• Instructions for the task
Only lines that contain the word "getTicketGrantingTicket" belong in the answer; copy them from the records below.

(Saved data entries)
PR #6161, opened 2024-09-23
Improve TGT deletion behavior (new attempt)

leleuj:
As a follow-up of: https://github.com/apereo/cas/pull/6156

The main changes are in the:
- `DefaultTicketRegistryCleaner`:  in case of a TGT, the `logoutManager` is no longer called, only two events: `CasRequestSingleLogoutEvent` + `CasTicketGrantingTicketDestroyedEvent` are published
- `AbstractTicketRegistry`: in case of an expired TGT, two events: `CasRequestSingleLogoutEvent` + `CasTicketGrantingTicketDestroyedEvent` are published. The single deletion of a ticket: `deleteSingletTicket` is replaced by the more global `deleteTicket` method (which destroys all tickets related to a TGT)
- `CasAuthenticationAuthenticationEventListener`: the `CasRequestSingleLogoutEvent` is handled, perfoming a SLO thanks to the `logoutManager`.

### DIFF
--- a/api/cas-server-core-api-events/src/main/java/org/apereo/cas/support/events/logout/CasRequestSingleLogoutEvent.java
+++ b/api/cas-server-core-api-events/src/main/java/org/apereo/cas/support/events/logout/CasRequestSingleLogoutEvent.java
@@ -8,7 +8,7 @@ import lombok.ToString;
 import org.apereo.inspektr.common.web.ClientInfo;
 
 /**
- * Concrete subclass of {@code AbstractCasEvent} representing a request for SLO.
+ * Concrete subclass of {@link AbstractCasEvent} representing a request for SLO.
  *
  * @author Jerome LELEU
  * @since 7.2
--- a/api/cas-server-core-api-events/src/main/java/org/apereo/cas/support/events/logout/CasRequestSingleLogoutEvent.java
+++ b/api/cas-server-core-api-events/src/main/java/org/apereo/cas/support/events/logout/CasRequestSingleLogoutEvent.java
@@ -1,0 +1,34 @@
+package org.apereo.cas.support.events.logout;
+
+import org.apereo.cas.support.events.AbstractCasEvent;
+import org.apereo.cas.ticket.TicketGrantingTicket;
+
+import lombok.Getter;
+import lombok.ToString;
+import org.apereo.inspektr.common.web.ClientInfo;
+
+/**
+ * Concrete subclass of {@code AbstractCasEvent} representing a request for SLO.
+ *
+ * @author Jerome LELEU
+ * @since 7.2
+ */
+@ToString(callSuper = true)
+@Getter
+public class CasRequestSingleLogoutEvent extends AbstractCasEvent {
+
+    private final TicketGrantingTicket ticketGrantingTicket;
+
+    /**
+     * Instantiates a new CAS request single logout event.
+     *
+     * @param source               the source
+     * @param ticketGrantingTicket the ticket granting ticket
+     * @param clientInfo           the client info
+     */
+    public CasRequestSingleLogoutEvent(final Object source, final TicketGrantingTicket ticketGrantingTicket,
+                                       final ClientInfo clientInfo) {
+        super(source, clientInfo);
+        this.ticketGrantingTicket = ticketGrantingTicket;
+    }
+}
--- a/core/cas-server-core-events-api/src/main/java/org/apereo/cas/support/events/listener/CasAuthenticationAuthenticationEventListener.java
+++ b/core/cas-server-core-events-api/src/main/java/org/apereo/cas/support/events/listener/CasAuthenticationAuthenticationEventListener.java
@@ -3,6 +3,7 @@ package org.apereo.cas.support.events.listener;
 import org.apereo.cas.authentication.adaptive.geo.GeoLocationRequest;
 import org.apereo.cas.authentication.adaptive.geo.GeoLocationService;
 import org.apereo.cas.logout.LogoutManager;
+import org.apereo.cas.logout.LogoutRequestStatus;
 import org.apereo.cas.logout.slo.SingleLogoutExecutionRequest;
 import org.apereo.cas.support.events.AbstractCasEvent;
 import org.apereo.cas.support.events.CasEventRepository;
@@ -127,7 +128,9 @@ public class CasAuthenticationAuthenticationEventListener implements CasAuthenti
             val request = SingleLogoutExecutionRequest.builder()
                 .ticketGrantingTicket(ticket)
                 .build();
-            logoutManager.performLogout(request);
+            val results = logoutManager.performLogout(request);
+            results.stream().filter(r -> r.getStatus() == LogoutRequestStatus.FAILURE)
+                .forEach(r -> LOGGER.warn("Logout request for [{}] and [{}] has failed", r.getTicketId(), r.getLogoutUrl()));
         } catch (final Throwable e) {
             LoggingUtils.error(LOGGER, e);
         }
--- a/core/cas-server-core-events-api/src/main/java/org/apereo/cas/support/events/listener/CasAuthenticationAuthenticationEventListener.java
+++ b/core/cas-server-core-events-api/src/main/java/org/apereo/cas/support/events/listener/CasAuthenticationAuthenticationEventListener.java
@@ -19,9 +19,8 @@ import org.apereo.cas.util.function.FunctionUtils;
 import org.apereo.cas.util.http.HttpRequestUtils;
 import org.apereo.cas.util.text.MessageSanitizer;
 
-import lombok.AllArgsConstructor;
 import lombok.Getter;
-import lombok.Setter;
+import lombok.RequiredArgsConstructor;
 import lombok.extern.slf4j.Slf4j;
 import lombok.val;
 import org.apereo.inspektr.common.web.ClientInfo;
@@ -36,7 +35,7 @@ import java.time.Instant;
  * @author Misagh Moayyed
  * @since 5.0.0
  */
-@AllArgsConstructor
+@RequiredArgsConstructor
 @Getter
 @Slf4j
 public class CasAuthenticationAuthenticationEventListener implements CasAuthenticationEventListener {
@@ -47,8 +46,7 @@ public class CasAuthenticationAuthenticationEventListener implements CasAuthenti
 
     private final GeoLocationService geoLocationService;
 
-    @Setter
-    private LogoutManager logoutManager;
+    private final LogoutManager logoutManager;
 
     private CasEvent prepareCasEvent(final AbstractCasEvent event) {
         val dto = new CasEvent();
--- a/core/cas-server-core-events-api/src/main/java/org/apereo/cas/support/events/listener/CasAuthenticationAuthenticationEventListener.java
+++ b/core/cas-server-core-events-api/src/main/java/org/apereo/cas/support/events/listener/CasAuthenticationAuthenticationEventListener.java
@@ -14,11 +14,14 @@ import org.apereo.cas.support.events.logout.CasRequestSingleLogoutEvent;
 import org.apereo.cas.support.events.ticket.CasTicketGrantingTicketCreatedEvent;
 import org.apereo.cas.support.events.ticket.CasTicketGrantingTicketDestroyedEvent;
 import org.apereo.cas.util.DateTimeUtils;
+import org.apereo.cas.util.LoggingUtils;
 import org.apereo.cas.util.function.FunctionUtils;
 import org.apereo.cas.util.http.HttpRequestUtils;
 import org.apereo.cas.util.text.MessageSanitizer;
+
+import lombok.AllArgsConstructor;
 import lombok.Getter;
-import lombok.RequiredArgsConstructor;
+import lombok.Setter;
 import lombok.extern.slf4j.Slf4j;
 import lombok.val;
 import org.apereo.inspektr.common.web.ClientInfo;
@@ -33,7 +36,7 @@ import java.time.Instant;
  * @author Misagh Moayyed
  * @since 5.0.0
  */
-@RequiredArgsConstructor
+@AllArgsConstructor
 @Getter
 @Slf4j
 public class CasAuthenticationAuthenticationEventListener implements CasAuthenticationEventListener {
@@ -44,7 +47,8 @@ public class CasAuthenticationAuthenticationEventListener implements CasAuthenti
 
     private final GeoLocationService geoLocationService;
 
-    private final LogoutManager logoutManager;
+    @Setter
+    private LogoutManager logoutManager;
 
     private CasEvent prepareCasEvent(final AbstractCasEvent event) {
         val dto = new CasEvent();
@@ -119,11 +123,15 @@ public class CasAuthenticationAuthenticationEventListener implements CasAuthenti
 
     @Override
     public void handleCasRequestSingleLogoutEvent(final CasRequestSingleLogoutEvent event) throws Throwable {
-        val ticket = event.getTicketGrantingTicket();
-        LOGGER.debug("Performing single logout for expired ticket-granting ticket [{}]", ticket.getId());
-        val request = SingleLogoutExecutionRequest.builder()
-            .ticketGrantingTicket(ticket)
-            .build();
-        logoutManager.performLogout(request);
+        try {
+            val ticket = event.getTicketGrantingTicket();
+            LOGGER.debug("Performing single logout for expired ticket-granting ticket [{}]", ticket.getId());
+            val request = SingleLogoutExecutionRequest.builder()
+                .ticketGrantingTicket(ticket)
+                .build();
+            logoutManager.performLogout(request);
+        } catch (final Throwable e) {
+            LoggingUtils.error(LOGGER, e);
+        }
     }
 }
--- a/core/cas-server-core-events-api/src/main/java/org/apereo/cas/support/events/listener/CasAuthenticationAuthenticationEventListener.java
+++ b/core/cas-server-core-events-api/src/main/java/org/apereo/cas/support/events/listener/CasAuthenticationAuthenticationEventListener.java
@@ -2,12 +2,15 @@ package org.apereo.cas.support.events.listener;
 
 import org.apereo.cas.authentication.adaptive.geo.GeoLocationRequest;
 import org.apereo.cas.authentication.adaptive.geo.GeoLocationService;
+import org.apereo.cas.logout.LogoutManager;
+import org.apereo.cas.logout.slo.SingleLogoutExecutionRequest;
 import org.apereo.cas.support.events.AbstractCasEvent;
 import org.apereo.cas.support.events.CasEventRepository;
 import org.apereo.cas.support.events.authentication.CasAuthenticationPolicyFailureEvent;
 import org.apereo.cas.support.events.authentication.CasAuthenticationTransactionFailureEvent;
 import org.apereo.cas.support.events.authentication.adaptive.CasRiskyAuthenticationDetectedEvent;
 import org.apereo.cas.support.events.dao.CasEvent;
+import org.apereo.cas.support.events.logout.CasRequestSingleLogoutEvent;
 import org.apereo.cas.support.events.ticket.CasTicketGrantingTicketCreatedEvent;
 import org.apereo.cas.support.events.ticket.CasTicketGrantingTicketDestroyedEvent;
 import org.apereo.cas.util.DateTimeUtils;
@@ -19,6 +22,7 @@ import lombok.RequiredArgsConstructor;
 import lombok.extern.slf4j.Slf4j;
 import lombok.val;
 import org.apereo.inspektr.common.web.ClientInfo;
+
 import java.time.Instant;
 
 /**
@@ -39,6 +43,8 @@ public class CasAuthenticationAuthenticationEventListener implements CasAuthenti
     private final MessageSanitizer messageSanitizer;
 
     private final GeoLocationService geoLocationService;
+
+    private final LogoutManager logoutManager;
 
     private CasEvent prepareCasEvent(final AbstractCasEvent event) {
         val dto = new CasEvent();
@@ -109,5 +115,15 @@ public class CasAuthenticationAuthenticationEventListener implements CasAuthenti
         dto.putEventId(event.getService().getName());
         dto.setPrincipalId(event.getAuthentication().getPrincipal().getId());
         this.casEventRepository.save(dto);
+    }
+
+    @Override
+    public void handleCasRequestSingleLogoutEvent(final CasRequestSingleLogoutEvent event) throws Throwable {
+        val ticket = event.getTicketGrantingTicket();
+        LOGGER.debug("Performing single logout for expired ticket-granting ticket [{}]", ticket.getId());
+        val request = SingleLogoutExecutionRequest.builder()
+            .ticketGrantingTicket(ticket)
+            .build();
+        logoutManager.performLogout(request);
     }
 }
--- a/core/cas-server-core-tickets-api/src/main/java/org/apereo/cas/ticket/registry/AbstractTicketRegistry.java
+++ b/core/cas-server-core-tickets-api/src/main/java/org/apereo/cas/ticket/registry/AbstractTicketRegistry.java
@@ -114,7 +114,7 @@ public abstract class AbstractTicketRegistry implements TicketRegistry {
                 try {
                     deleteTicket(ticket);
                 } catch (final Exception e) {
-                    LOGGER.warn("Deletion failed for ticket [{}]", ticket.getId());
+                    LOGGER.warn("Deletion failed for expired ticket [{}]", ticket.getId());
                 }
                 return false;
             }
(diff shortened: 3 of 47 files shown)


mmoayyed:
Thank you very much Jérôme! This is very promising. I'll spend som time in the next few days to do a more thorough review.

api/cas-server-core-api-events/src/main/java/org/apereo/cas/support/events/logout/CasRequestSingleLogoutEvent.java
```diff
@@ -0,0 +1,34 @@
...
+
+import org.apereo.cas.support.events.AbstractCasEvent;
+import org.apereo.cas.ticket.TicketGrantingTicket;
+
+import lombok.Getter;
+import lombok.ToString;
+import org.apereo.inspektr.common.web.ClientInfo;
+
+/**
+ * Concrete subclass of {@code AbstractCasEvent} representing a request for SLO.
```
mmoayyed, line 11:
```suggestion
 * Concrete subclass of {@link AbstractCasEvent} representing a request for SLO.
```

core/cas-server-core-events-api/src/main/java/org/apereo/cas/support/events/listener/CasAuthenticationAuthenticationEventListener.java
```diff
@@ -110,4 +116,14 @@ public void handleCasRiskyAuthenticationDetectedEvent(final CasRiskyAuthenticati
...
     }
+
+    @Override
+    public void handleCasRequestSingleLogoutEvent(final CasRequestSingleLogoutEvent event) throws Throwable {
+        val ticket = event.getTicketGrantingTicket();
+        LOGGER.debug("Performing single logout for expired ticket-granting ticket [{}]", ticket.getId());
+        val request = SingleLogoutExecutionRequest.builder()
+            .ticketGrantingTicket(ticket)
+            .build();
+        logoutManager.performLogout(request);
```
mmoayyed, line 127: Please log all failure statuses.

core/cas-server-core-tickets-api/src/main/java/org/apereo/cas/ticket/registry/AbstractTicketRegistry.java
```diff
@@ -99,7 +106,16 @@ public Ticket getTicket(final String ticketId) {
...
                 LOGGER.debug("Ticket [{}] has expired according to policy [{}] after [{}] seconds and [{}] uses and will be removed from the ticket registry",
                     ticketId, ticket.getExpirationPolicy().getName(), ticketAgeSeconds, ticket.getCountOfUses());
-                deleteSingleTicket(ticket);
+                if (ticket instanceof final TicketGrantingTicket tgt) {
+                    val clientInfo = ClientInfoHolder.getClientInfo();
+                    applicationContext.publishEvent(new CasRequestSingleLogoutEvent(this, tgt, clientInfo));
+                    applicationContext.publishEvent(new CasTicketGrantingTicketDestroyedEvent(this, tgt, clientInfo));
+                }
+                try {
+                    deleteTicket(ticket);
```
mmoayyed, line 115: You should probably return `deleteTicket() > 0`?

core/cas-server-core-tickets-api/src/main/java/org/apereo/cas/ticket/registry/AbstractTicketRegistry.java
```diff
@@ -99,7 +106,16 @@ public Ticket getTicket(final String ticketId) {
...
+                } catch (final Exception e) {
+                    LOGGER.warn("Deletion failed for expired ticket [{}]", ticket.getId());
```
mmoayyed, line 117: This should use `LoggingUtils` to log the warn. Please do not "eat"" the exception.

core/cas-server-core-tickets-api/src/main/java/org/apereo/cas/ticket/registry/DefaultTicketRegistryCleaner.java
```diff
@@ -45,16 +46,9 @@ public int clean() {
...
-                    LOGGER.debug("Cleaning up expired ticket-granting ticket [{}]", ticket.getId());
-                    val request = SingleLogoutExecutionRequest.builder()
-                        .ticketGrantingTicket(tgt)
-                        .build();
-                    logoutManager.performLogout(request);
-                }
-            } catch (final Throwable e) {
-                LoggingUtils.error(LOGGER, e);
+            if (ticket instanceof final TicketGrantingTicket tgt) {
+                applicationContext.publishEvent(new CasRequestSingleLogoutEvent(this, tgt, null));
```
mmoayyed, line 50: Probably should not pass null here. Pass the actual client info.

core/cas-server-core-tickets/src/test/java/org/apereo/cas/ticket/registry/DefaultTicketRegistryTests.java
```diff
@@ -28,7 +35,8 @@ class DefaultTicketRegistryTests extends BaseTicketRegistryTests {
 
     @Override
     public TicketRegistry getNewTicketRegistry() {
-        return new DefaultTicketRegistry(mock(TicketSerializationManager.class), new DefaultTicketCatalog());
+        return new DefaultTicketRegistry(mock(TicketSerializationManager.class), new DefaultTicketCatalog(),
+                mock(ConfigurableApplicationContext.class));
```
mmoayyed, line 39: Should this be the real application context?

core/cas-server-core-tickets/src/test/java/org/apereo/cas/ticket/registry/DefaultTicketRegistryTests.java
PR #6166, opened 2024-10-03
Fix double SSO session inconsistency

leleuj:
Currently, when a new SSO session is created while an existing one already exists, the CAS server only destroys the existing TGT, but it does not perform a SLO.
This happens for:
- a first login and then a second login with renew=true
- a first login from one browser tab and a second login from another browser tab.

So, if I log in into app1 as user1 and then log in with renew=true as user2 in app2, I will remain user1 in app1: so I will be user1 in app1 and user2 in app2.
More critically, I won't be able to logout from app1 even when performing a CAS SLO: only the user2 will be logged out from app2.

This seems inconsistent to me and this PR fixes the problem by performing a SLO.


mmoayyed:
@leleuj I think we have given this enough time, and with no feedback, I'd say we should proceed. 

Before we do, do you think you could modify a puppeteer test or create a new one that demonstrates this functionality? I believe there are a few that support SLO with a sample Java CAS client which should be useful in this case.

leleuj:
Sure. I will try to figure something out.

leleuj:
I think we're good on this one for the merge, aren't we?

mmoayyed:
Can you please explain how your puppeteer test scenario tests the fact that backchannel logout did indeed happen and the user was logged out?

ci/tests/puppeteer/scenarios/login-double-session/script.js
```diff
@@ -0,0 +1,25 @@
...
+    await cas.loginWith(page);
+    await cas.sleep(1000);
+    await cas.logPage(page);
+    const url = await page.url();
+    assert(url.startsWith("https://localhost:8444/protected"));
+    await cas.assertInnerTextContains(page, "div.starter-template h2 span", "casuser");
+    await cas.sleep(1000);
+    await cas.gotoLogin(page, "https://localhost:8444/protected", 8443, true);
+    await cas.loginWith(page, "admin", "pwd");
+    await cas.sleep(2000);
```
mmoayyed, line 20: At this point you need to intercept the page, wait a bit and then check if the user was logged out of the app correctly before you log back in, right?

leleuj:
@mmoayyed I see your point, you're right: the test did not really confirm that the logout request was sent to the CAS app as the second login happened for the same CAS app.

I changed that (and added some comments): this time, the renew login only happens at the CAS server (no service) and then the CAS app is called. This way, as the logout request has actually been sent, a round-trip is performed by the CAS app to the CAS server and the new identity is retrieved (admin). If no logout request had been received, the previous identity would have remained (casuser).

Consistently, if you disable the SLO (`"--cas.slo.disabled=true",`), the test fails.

• Answer to the exercise
-        val ticket = event.getTicketGrantingTicket();
+            val ticket = event.getTicketGrantingTicket();
+        val ticket = event.getTicketGrantingTicket();
+        val ticket = event.getTicketGrantingTicket();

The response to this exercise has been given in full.